Issue #1609, opened 2025-03-25
Proposal: "seal" common traits


dbolduc:
## Background

Sealing traits is a way to prevent downstream crates from implementing traits, thus avoiding some breaks. https://rust-lang.github.io/api-guidelines/future-proofing.html#c-sealed

We have traits in common crates. Some of these are implementation conveniences for our GAPICs. Some of them provide public functions for customers to use.

In several cases, it is ideal for *our crates* (`google-cloud-*`) to implement these traits, but not for external applications. It would be ideal to enforce this somehow. This proposal discusses how.

### Category A

Public traits for applications to implement.

- `gax::backoff_policy::BackoffPolicy`
- `gax::retry_policy::RetryPolicy`
- etc.

Nothing happens to these. We do not want to seal them. We will just note that we cannot add a new method on these traits without providing a default implementation. That is ok.

- `lro::Poller`

This one is a bit more nuanced. If we seal this trait, then applications cannot create a fake `Poller` in their tests. Seems like we need to leave it open.

### Category B

Traits that are implementation details. No public APIs are exposed to customers via these traits. Customers would never need to implement the traits for their own types. Our client crates need to implement these traits.

- `wkt::message::Message`
- `wkt::prost::Convert`
- `gax::options::RequestBuilder`
- `gax::paginator::PageableResponse`

Most importantly, we should hide these, and any `impl`s for these with `#[doc(hidden)]`.

I think we should also move them into an `internal` module. (e.g. `wkt::internal::Message`).

Alternatives:
- We could choose to gate these behind an `internal` feature
  - We would have to gate the code that depends on the trait too. (e.g. `wkt::Any`). That seems unhelpful.
- We could also choose to make new internal crates (e.g. `wkt-internal`), like we do for gax.
  - I do not think this is worth it. I think no docs, plus `internal` in the name is good enough.

### Category C

Traits that offer public APIs for applications, that we do not want applications to implement. We want our crates to implement these.

- `gax::options::RequestOptionsBuilder`

We will want to seal this trait, so we can add new APIs to it. We can use an internal-only type to seal this. In this specific case, `RequestBuilder` is the perfect type to use.

```rs
pub trait RequestOptionsBuilder: internal::RequestBuilder { ... }

impl<T> RequestOptionsBuilder for T
where T: internal::RequestBuilder { ... }
```

[...]

PR #1637, opened 2025-03-27
cleanup(gax)!: seal `RequestOptionsBuilder`; hide `RequestBuilder`

dbolduc:
Part of the work for #1609 

This seals `RequestOptionsBuilder` (which is public), and hides `RequestBuilder` which was an implementation detail.

To hide `RequestBuilder`, we introduce an `internal` module which is not for applications to use. This is enforced via documentation.

Sealing the trait means that applications cannot implement it. We can add methods to the trait without fear of breaking applications.

`RequestOptionsBuilder` can only be implemented if an application utters `internal::RequestBuilder`, which they are not supposed to do.

---

A Builder still has its functions from the `RequestOptionsBuilder` blanket implementation:

image

But it does not have `request_options()` from `RequestBuilder`:

image

For comparison, here are the current docs: https://docs.rs/google-cloud-secretmanager-v1/latest/google_cloud_secretmanager_v1/builders/secret_manager_service/struct.ListLocations.html

### DIFF
--- a/generator/internal/rust/templates/crate/src/builders.rs.mustache
+++ b/generator/internal/rust/templates/crate/src/builders.rs.mustache
@@ -181,7 +181,8 @@ pub mod {{Codec.ModuleName}} {
         {{/InputType.OneOfs}}
     }
 
-    impl gax::options::RequestBuilder for {{Codec.BuilderName}} {
+    #[doc(hidden)]
+    impl gax::options::internal::RequestBuilder for {{Codec.BuilderName}} {
         fn request_options(&mut self) -> &mut gax::options::RequestOptions {
             &mut self.0.options
         }
--- a/src/gax/src/options/mod.rs
+++ b/src/gax/src/options/mod.rs
@@ -163,7 +163,7 @@ impl RequestOptions {
 /// These builders can be used to set the request parameters, e.g., the name of
 /// the resource targeted by the RPC, as well as any options affecting the
 /// request, such as additional headers or timeouts.
-pub trait RequestOptionsBuilder {
+pub trait RequestOptionsBuilder : internal::RequestBuilder {
     /// If `v` is `true`, treat the RPC underlying this method as idempotent.
     fn with_idempotency(self, v: bool) -> Self;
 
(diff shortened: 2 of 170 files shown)


src/gax/src/options/mod.rs
```diff
@@ -192,20 +192,25 @@ pub trait RequestOptionsBuilder {
...
-///
-/// This is an implementation detail, most applications have little need to
-/// worry about or use this trait.
-pub trait RequestBuilder {
-    fn request_options(&mut self) -> &mut RequestOptions;
+/// This module contains implementation details. It is not part of the public
+/// API. Types inside may be changed or removed without warnings. Applications
+///  should not use any types contained within.
+#[doc(hidden)]
+pub mod internal {
```
coryan, line 199: Does the module need to be public?  Could you say `mod internal` ?

generator/internal/rust/templates/crate/src/builders.rs.mustache
```diff
@@ -181,7 +181,8 @@ pub mod {{Codec.ModuleName}} {
         {{/InputType.OneOfs}}
     }
 
-    impl gax::options::RequestBuilder for {{Codec.BuilderName}} {
+    #[doc(hidden)]
```
coryan, line 184: Seems like this could be a separate PR 🤷‍♂️

coryan (commented):
Seems like we can do better than just hide `internal` from the docs?

src/gax/src/options/mod.rs
dbolduc: It needs to be public. All of the builders use it.

https://github.com/googleapis/google-cloud-rust/blob/d35df5e8ddb145c0ab0efe78c681ccbf11c11df2/generator/testdata/rust/openapi/golden/src/builders.rs#L106

generator/internal/rust/templates/crate/src/builders.rs.mustache
dbolduc: > Seems like this could be a separate PR 🤷‍♂️

I could have done a separate PR for sealing the `RequestOptionsBuilder` trait:

https://github.com/googleapis/google-cloud-rust/blob/e1fe15d02aa40c3158c8479ee320323a01e53f60/src/gax/src/options/mod.rs#L166

the rest of the PR is about hiding `RequestBuilder` (from the docs)

:shrug:

coryan (approved):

- **WHAT TO DO**: Print the data above exactly as it reads.

- **RESULT OF THE EXERCISE**:
Issue #1609, opened 2025-03-25
Proposal: "seal" common traits


dbolduc:
## Background

Sealing traits is a way to prevent downstream crates from implementing traits, thus avoiding some breaks. https://rust-lang.github.io/api-guidelines/future-proofing.html#c-sealed

We have traits in common crates. Some of these are implementation conveniences for our GAPICs. Some of them provide public functions for customers to use.

In several cases, it is ideal for *our crates* (`google-cloud-*`) to implement these traits, but not for external applications. It would be ideal to enforce this somehow. This proposal discusses how.

### Category A

Public traits for applications to implement.

- `gax::backoff_policy::BackoffPolicy`
- `gax::retry_policy::RetryPolicy`
- etc.

Nothing happens to these. We do not want to seal them. We will just note that we cannot add a new method on these traits without providing a default implementation. That is ok.

- `lro::Poller`

This one is a bit more nuanced. If we seal this trait, then applications cannot create a fake `Poller` in their tests. Seems like we need to leave it open.

### Category B

Traits that are implementation details. No public APIs are exposed to customers via these traits. Customers would never need to implement the traits for their own types. Our client crates need to implement these traits.

- `wkt::message::Message`
- `wkt::prost::Convert`
- `gax::options::RequestBuilder`
- `gax::paginator::PageableResponse`

Most importantly, we should hide these, and any `impl`s for these with `#[doc(hidden)]`.

I think we should also move them into an `internal` module. (e.g. `wkt::internal::Message`).

Alternatives:
- We could choose to gate these behind an `internal` feature
  - We would have to gate the code that depends on the trait too. (e.g. `wkt::Any`). That seems unhelpful.
- We could also choose to make new internal crates (e.g. `wkt-internal`), like we do for gax.
  - I do not think this is worth it. I think no docs, plus `internal` in the name is good enough.

### Category C

Traits that offer public APIs for applications, that we do not want applications to implement. We want our crates to implement these.

- `gax::options::RequestOptionsBuilder`

We will want to seal this trait, so we can add new APIs to it. We can use an internal-only type to seal this. In this specific case, `RequestBuilder` is the perfect type to use.

```rs
pub trait RequestOptionsBuilder: internal::RequestBuilder { ... }

impl<T> RequestOptionsBuilder for T
where T: internal::RequestBuilder { ... }
```

[...]

PR #1637, opened 2025-03-27
cleanup(gax)!: seal `RequestOptionsBuilder`; hide `RequestBuilder`

dbolduc:
Part of the work for #1609 

This seals `RequestOptionsBuilder` (which is public), and hides `RequestBuilder` which was an implementation detail.

To hide `RequestBuilder`, we introduce an `internal` module which is not for applications to use. This is enforced via documentation.

Sealing the trait means that applications cannot implement it. We can add methods to the trait without fear of breaking applications.

`RequestOptionsBuilder` can only be implemented if an application utters `internal::RequestBuilder`, which they are not supposed to do.

---

A Builder still has its functions from the `RequestOptionsBuilder` blanket implementation:

image

But it does not have `request_options()` from `RequestBuilder`:

image

For comparison, here are the current docs: https://docs.rs/google-cloud-secretmanager-v1/latest/google_cloud_secretmanager_v1/builders/secret_manager_service/struct.ListLocations.html

### DIFF
--- a/generator/internal/rust/templates/crate/src/builders.rs.mustache
+++ b/generator/internal/rust/templates/crate/src/builders.rs.mustache
@@ -181,7 +181,8 @@ pub mod {{Codec.ModuleName}} {
         {{/InputType.OneOfs}}
     }
 
-    impl gax::options::RequestBuilder for {{Codec.BuilderName}} {
+    #[doc(hidden)]
+    impl gax::options::internal::RequestBuilder for {{Codec.BuilderName}} {
         fn request_options(&mut self) -> &mut gax::options::RequestOptions {
             &mut self.0.options
         }
--- a/src/gax/src/options/mod.rs
+++ b/src/gax/src/options/mod.rs
@@ -163,7 +163,7 @@ impl RequestOptions {
 /// These builders can be used to set the request parameters, e.g., the name of
 /// the resource targeted by the RPC, as well as any options affecting the
 /// request, such as additional headers or timeouts.
-pub trait RequestOptionsBuilder {
+pub trait RequestOptionsBuilder : internal::RequestBuilder {
     /// If `v` is `true`, treat the RPC underlying this method as idempotent.
     fn with_idempotency(self, v: bool) -> Self;
 
(diff shortened: 2 of 170 files shown)


src/gax/src/options/mod.rs
```diff
@@ -192,20 +192,25 @@ pub trait RequestOptionsBuilder {
...
-///
-/// This is an implementation detail, most applications have little need to
-/// worry about or use this trait.
-pub trait RequestBuilder {
-    fn request_options(&mut self) -> &mut RequestOptions;
+/// This module contains implementation details. It is not part of the public
+/// API. Types inside may be changed or removed without warnings. Applications
+///  should not use any types contained within.
+#[doc(hidden)]
+pub mod internal {
```
coryan, line 199: Does the module need to be public?  Could you say `mod internal` ?

generator/internal/rust/templates/crate/src/builders.rs.mustache
```diff
@@ -181,7 +181,8 @@ pub mod {{Codec.ModuleName}} {
         {{/InputType.OneOfs}}
     }
 
-    impl gax::options::RequestBuilder for {{Codec.BuilderName}} {
+    #[doc(hidden)]
```
coryan, line 184: Seems like this could be a separate PR 🤷‍♂️

coryan (commented):
Seems like we can do better than just hide `internal` from the docs?

src/gax/src/options/mod.rs
dbolduc: It needs to be public. All of the builders use it.

https://github.com/googleapis/google-cloud-rust/blob/d35df5e8ddb145c0ab0efe78c681ccbf11c11df2/generator/testdata/rust/openapi/golden/src/builders.rs#L106

generator/internal/rust/templates/crate/src/builders.rs.mustache
dbolduc: > Seems like this could be a separate PR 🤷‍♂️

I could have done a separate PR for sealing the `RequestOptionsBuilder` trait:

https://github.com/googleapis/google-cloud-rust/blob/e1fe15d02aa40c3158c8479ee320323a01e53f60/src/gax/src/options/mod.rs#L166

the rest of the PR is about hiding `RequestBuilder` (from the docs)

:shrug:

coryan (approved):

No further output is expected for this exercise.